▸ **What is needed**
Please copy each line from the entries that contains the string "distro".

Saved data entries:
PR #1696, opened 2025-02-21
We need hipblas-common-static for static-devel builds

davidd-amd:
While hipblas-common is a header only library, they produce static-devel packages so we have to express a dependency on the static-devel package for our static configs.

The rhel8 testing environments do not provide all of the tooling required to run Tensile. To avoid failures or hangs, we attempt to check if we are in a rhel8 environment. If so, we disable the frequency check. This does require the distro package which is imported in a try/except block to guard against environments where it isn't installed.


samjwu (dismissed):
fixes the compile stage failure seen here
http://math-ci.amd.com/job/static-libraries/job/static-build/job/hipBLAS/job/develop/7/pipeline-console/?selected-node=230

jichangjichang (dismissed):

tensilelite/Tensile/Tensile.py
```diff
@@ -396,6 +399,16 @@ def Tensile(userArgs):
     device_id = config["GlobalParameters"].get("Device", globalParameters["Device"])
     UseEffLike = config["GlobalParameters"].get("UseEffLike", globalParameters["UseEffLike"])
 
+    def isRhel8():
+        try:
+            import distro
+            dist = distro.linux_distribution()
+            return True if 'Red Hat Enterprise Linux' in dist[0] and '8.' in dist[1] else False
+        except:
```
davidd-amd, line 405:
```suggestion
        except:
            printWarning("Unable to detect linux distribution. Install run pip install requirements.txt to resolve warning.")
```

davidd-amd:
@jichangjichang I added some warnings when running on rhel8. Tests retriggered.

jichangjichang (dismissed):

bstefanuk (dismissed):

bstefanuk (approved):

jichangjichang (approved):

▸ **Answer space**
The rhel8 testing environments do not provide all of the tooling required to run Tensile. To avoid failures or hangs, we attempt to check if we are in a rhel8 environment. If so, we disable the frequency check. This does require the distro package which is imported in a try/except block to guard against environments where it isn't installed.
+            import distro
+            dist = distro.linux_distribution()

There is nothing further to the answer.